Destruction doesn't have the mana efficiency to maintain mage-level destructive output for long, and it lacks the self-sustaining nature of a mage who can conjure drinks. Warlocks can use life tap and bandaging, but it's too slow and expensive to be a regular habit for mana refills.

Really what we have here is an interesting game of World of Theorycraft, positing the rare AoE Kiting Party vs. the endagered species known as the Destruction Warlock. :)

Thanks for the discussion though. It's been spirited and entertaining!

Kv

Reply
#96
KiloVictor,May 9 2005, 01:06 PM Wrote:If the targets aren't fire-resistant, warlocks can provide fairly mediocre AoE with RoF. Sadly, my experience with Hellfire is that it's a good way to grab a bunch of aggro and spend a lot of mana before getting interrupted. Maybe I'm not doing it right.
[right][snapback]76703[/snapback][/right]

Hellfire giving you trouble is perfectly natural for warlocks.

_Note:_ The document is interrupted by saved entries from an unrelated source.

PR #5544, opened 2022-10-23
Remove commented out USE_KAFKA_SHORTEST_BACKLOG_PARTITIONER: true

gherceg:
Mainly surfacing so that we can take action on this, whether that is removing it or creating a ticket to investigate. 

https://github.com/dimagi/commcare-cloud/pull/3737 commented this out in what was supposed to be temporary, but must have gotten dropped. @dannyroberts I'm curious to hear your thoughts on if this is still something worth looking into or not. 
##### ENVIRONMENTS AFFECTED

prod

### DIFF
--- a/environments/production/public.yml
+++ b/environments/production/public.yml
@@ -212,7 +212,6 @@ localsettings:
         - 'ews-ghana'
         - 'ils-gateway'
         - 'ils-gateway-train'
-#  USE_KAFKA_SHORTEST_BACKLOG_PARTITIONER: True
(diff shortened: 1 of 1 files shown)


calellowitz (approved):

dannyroberts (approved):
Yeah, in fact if there's any code related to this feature you can delete that too. It was a spike attempt at something that was live for a few days, immediately caused issues, and was rolled back and abandoned.

gherceg:
Cool. Created https://github.com/dimagi/commcare-hq/pull/32305 in HQ to remove the code that runs under this setting.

Unlike mages, you have to get the timing and far less difficult, positioning, just right.
In 5 man you must coordinate with your party to have everyone move up in a concentrated AoE circle so enemies don't shuffle around too much.

You must wait until your party has grabbed sufficient aggro (not hard with high damage rogues around) so that you have 'just enough' buffer time through aggro and hellfire range distance before your AoE steals aggro. It is an extremely delicate operation. A few seconds waiting extra can mean everything goes splat, or your hellfire is cut short and we have a much longer battle.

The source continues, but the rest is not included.